**** Dataset entries ****
PR #773, opened 2026-03-23
feat: substrait builder extra api

mbwhite:
Follow on to pr #767 to fill some missing gaps in the substrait builder. We've recently used the Substrait Builder and found that there some variants and missing gaps in the APIs.  We'd subclassed it to add these, so I'm now wanting to push these to the main codebase. 

There wasn't a unit test already so I've added a basic one here - which I appreciate will is quite large.

### DIFF
--- a/core/src/main/java/io/substrait/dsl/SubstraitBuilder.java
+++ b/core/src/main/java/io/substrait/dsl/SubstraitBuilder.java
@@ -97,12 +97,9 @@ public class SubstraitBuilder {
   }
 
   /**
-   * Gets the default extension collection used by this builder.
+   * Gets the extension collection used by this builder.
    *
-   * <p>This collection includes standard Substrait functions for strings, arithmetic, comparison,
-   * datetime, and other operations from {@link DefaultExtensionCatalog#DEFAULT_COLLECTION}.
-   *
-   * @return the ExtensionCollection containing standard Substrait functions
+   * @return the ExtensionCollection used with this builder
    */
   public SimpleExtension.ExtensionCollection getExtensions() {
     return extensions;
@@ -149,25 +146,6 @@ public class SubstraitBuilder {
   }
 
   /**
-   * Creates an aggregate relation with a single grouping and output field remapping.
-   *
-   * @param groupingFn function to derive the grouping from the input relation
-   * @param measuresFn function to derive the measures from the input relation
-   * @param remap the output field remapping specification
-   * @param input the input relation to aggregate
-   * @return a new {@link Aggregate} relation
-   */
-  public Aggregate aggregate(
-      Function<Rel, Aggregate.Grouping> groupingFn,
-      Function<Rel, List<Aggregate.Measure>> measuresFn,
-      Rel.Remap remap,
-      Rel input) {
-    Function<Rel, List<Aggregate.Grouping>> groupingsFn =
-        groupingFn.andThen(g -> Stream.of(g).collect(Collectors.toList()));
-    return aggregate(groupingsFn, measuresFn, Optional.of(remap), input);
-  }
-
-  /**
    * Creates an aggregate relation that groups and aggregates data from an input relation.
    *
    * <p>This method constructs a Substrait aggregate operation by applying grouping and measure
@@ -187,12 +165,12 @@ public class SubstraitBuilder {
    * @return an Aggregate relation representing the grouping and aggregation operation
    */
   public Aggregate aggregate(
-      final Function<Rel, List<Aggregate.Grouping>> groupingsFn,
-      final Function<Rel, List<Aggregate.Measure>> measuresFn,
-      final Optional<Rel.Remap> remap,
-      final Rel input) {
-    final List<Aggregate.Grouping> groupings = groupingsFn.apply(input);
-    final List<Aggregate.Measure> measures = measuresFn.apply(input);
+      Function<Rel, List<Aggregate.Grouping>> groupingsFn,
+      Function<Rel, List<Aggregate.Measure>> measuresFn,
+      Optional<Rel.Remap> remap,
+      Rel input) {
+    List<Aggregate.Grouping> groupings = groupingsFn.apply(input);
+    List<Aggregate.Measure> measures = measuresFn.apply(input);
     return Aggregate.builder()
         .groupings(groupings)
         .measures(measures)
@@ -903,7 +881,7 @@ public class SubstraitBuilder {
    * @param value value to create
    * @return i16 instance
    */
-  public Expression.I8Literal i8(final int value) {
+  public Expression.I8Literal i8(int value) {
     return Expression.I8Literal.builder().value(value).build();
   }
 
@@ -913,7 +891,7 @@ public class SubstraitBuilder {
    * @param value value to create
    * @return i16 instance
    */
-  public Expression.I16Literal i16(final int value) {
+  public Expression.I16Literal i16(int value) {
     return Expression.I16Literal.builder().value(value).build();
   }
 
@@ -933,7 +911,7 @@ public class SubstraitBuilder {
    * @param value value to create
    * @return i64 instance
    */
-  public Expression.I64Literal i64(final long value) {
+  public Expression.I64Literal i64(long value) {
     return Expression.I64Literal.builder().value(value).build();
   }
 
@@ -943,7 +921,7 @@ public class SubstraitBuilder {
    * @param value the float value
    * @return a new {@link Expression.FP32Literal}
    */
-  public Expression.FP32Literal fp32(final float value) {
+  public Expression.FP32Literal fp32(float value) {
     return Expression.FP32Literal.builder().value(value).build();
   }
 
@@ -1532,7 +1510,7 @@ public class SubstraitBuilder {
    * @param expression the boolean expression to negate
    * @return a scalar function invocation representing the logical NOT of the input expression
    */
-  public Expression not(final Expression expression) {
+  public Expression not(Expression expression) {
     return this.scalarFn(
         DefaultExtensionCatalog.FUNCTIONS_BOOLEAN,
         "not:bool",
@@ -1554,7 +1532,7 @@ public class SubstraitBuilder {
    * @return a scalar function invocation that returns true if the expression is null, false
    *     otherwise
    */
-  public Expression isNull(final Expression expression) {
+  public Expression isNull(Expression expression) {
 
     final List<Expression> args = new ArrayList<>();
     args.add(expression);
@@ -1581,12 +1559,12 @@ public class SubstraitBuilder {
    * @return a scalar function invocation expression
    */
   public Expression scalarFn(
-      final String urn,
-      final String key,
-      final Type returnType,
-      final List<? extends FunctionArg> args,
-      final List<FunctionOption> optionsList) {
-    final SimpleExtension.ScalarFunctionVariant declaration =
+      String urn,
+      String key,
+      Type returnType,
+      List<? extends FunctionArg> args,
+      List<FunctionOption> optionsList) {
+    SimpleExtension.ScalarFunctionVariant declaration =
         extensions.getScalarFunction(SimpleExtension.FunctionAnchor.of(urn, key));
     return Expression.ScalarFunctionInvocation.builder()
         .declaration(declaration)
@@ -1626,11 +1604,8 @@ public class SubstraitBuilder {
    * @return a scalar function invocation expression
    */
   public Expression scalarFn(
-      final String urn,
-      final String key,
-      final Type returnType,
-      final List<? extends FunctionArg> args) {
-    final SimpleExtension.ScalarFunctionVariant declaration =
+      String urn, String key, Type returnType, List<? extends FunctionArg> args) {
+    SimpleExtension.ScalarFunctionVariant declaration =
         extensions.getScalarFunction(SimpleExtension.FunctionAnchor.of(urn, key));
     return Expression.ScalarFunctionInvocation.builder()
         .declaration(declaration)
--- a/core/src/main/java/io/substrait/dsl/SubstraitBuilder.java
+++ b/core/src/main/java/io/substrait/dsl/SubstraitBuilder.java
@@ -920,11 +920,11 @@ public class SubstraitBuilder {
   /**
    * Creates a 32-bit integer literal expression.
    *
-   * @param value the integer value
+   * @param v the integer value
    * @return a new {@link Expression.I32Literal}
    */
-  public Expression.I32Literal i32(final int value) {
-    return Expression.I32Literal.builder().value(value).build();
+  public Expression.I32Literal i32(int v) {
+    return Expression.I32Literal.builder().value(v).build();
   }
 
   /**
@@ -950,11 +950,11 @@ public class SubstraitBuilder {
   /**
    * Creates a 64-bit floating point literal expression.
    *
-   * @param value the double value
+   * @param v the double value
    * @return a new {@link Expression.FP64Literal}
    */
-  public Expression.FP64Literal fp64(final double value) {
-    return Expression.FP64Literal.builder().value(value).build();
+  public Expression.FP64Literal fp64(double v) {
+    return Expression.FP64Literal.builder().value(v).build();
   }
 
   /**
--- a/core/src/main/java/io/substrait/dsl/SubstraitBuilder.java
+++ b/core/src/main/java/io/substrait/dsl/SubstraitBuilder.java
@@ -883,7 +883,7 @@ public class SubstraitBuilder {
   }
 
   /**
-   * Create i16 literal.
+   * Create a 16-bit integer literal expression.
    *
    * @param v value to create
    * @return i16 instance
@@ -1067,7 +1067,7 @@ public class SubstraitBuilder {
    * options.
    *
    * @param condition the expression to match against
-   * @param options the list of possible vs to match
+   * @param options the list of possible values to match
    * @return a new {@link SingleOrList} expression
    */
   public Expression singleOrList(Expression condition, Expression... options) {
@@ -1075,10 +1075,10 @@ public class SubstraitBuilder {
   }
 
   /**
-   * Creates an IN predicate expression that checks if any needle vs exist in the haystack relation.
+   * Creates an IN predicate expression that checks if any needle values exist in the haystack relation.
    *
    * @param haystack the relation to search within
-   * @param needles the vs to search for
+   * @param needles the values to search for
    * @return a new {@link Expression.InPredicate}
    */
   public Expression.InPredicate inPredicate(Rel haystack, Expression... needles) {
@@ -1501,7 +1501,7 @@ public class SubstraitBuilder {
    * Creates a logical NOT expression that negates a boolean expression.
    *
    * <p>This is a convenience method that wraps the boolean NOT function from the Substrait standard
-   * library. The result is nullable to handle NULL input vs according to three-vd logic.
+   * library. The result is nullable to handle NULL input values according to three-valued logic.
    *
    * @param expression the boolean expression to negate
    * @return a scalar function invocation representing the logical NOT of the input expression
--- a/core/src/main/java/io/substrait/dsl/SubstraitBuilder.java
+++ b/core/src/main/java/io/substrait/dsl/SubstraitBuilder.java
@@ -12,6 +12,7 @@ import io.substrait.expression.Expression.Switch;
 import io.substrait.expression.Expression.SwitchClause;
 import io.substrait.expression.FieldReference;
 import io.substrait.expression.FunctionArg;
+import io.substrait.expression.FunctionOption;
 import io.substrait.expression.WindowBound;
 import io.substrait.extension.DefaultExtensionCatalog;
 import io.substrait.extension.SimpleExtension;
@@ -39,6 +40,7 @@ import io.substrait.relation.physical.NestedLoopJoin;
 import io.substrait.type.NamedStruct;
 import io.substrait.type.Type;
 import io.substrait.type.TypeCreator;
+import java.util.ArrayList;
 import java.util.Arrays;
 import java.util.Collections;
 import java.util.LinkedList;
@@ -74,6 +76,17 @@ public class SubstraitBuilder {
   private final SimpleExtension.ExtensionCollection extensions;
 
   /**
+   * Constructs a new SubstraitBuilder with the default extension collection.
+   *
+   * <p>The builder is initialized with {@link DefaultExtensionCatalog#DEFAULT_COLLECTION}, which
+   * includes standard Substrait functions for strings, arithmetic, comparison, datetime, and other
+   * operations.
+   */
+  public SubstraitBuilder() {
+    this(DefaultExtensionCatalog.DEFAULT_COLLECTION);
+  }
+
+  /**
    * Constructs a new SubstraitBuilder with the specified extension collection.
    *
    * @param extensions the extension collection used to resolve function declarations and other
@@ -81,6 +94,18 @@ public class SubstraitBuilder {
    */
   public SubstraitBuilder(SimpleExtension.ExtensionCollection extensions) {
     this.extensions = extensions;
+  }
+
+  /**
+   * Gets the default extension collection used by this builder.
+   *
+   * <p>This collection includes standard Substrait functions for strings, arithmetic, comparison,
+   * datetime, and other operations from {@link DefaultExtensionCatalog#DEFAULT_COLLECTION}.
+   *
+   * @return the ExtensionCollection containing standard Substrait functions
+   */
+  public SimpleExtension.ExtensionCollection getExtensions() {
+    return extensions;
   }
 
   // Relations
@@ -142,13 +167,32 @@ public class SubstraitBuilder {
     return aggregate(groupingsFn, measuresFn, Optional.of(remap), input);
   }
 
-  private Aggregate aggregate(
-      Function<Rel, List<Aggregate.Grouping>> groupingsFn,
-      Function<Rel, List<Aggregate.Measure>> measuresFn,
-      Optional<Rel.Remap> remap,
-      Rel input) {
-    List<Aggregate.Grouping> groupings = groupingsFn.apply(input);
-    List<Aggregate.Measure> measures = measuresFn.apply(input);
+  /**
+   * Creates an aggregate relation that groups and aggregates data from an input relation.
+   *
+   * <p>This method constructs a Substrait aggregate operation by applying grouping and measure
+   * functions to the input relation. The grouping function defines how rows are grouped together,
+   * while the measure function defines the aggregate computations (e.g., SUM, COUNT, AVG) to
+   * perform on each group.
+   *
+   * <p>The optional remap parameter allows reordering or filtering of output columns, which is
+   * useful for controlling the final schema of the aggregate result.
+   *
+   * @param groupingsFn a function that takes the input relation and returns a list of grouping
+   *     expressions defining how to partition the data
+   * @param measuresFn a function that takes the input relation and returns a list of aggregate
+   *     measures to compute for each group
+   * @param remap an optional remapping specification to reorder or filter output columns
+   * @param input the input relation to aggregate
+   * @return an Aggregate relation representing the grouping and aggregation operation
+   */
+  public Aggregate aggregate(
+      final Function<Rel, List<Aggregate.Grouping>> groupingsFn,
+      final Function<Rel, List<Aggregate.Measure>> measuresFn,
+      final Optional<Rel.Remap> remap,
+      final Rel input) {
+    final List<Aggregate.Grouping> groupings = groupingsFn.apply(input);
+    final List<Aggregate.Measure> measures = measuresFn.apply(input);
     return Aggregate.builder()
         .groupings(groupings)
         .measures(measures)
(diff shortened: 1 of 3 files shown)


core/src/main/java/io/substrait/dsl/SubstraitBuilder.java
```diff
@@ -853,24 +897,64 @@ public Expression.BoolLiteral bool(boolean v) {
...
   /**
    * Creates a 32-bit integer literal expression.
    *
-   * @param v the integer value
+   * @param value the integer value
    * @return a new {@link Expression.I32Literal}
    */
-  public Expression.I32Literal i32(int v) {
-    return Expression.I32Literal.builder().value(v).build();
+  public Expression.I32Literal i32(final int value) {
```
benbellick: Do we need to alter all of the signatures in this PR as final? It's adding a lot of diff to this PR and IMO it doesn't really add anything extra in terms of guarantees.

mbwhite: Adding `final` is something my editor is set to do, but happy to work with the project guidelines;  

`i32` and `fp64` are the only two existing methods I've altered. Everything else is new (or newly public)

benbellick: Sounds good. I'm on my phone so can't look at the rest of the file, but can we only use final for new methods if it's consistent with the other methods then? Do the other ones mark every method as final?

core/src/main/java/io/substrait/dsl/SubstraitBuilder.java
```diff
@@ -853,6 +897,26 @@ public Expression.BoolLiteral bool(boolean v) {
     return Expression.BoolLiteral.builder().value(v).build();
   }
 
+  /**
+   * Create i16 literal.
+   *
+   * @param value value to create
+   * @return i16 instance
+   */
+  public Expression.I8Literal i8(final int value) {
```
benbellick:
```suggestion
  public Expression.I8Literal i8(int value) {
```

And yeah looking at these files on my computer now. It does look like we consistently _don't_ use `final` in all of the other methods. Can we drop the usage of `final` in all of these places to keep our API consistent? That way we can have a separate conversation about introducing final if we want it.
****
Count the lines of the material above that contain the word "output", then give only that count.

** Response area **
4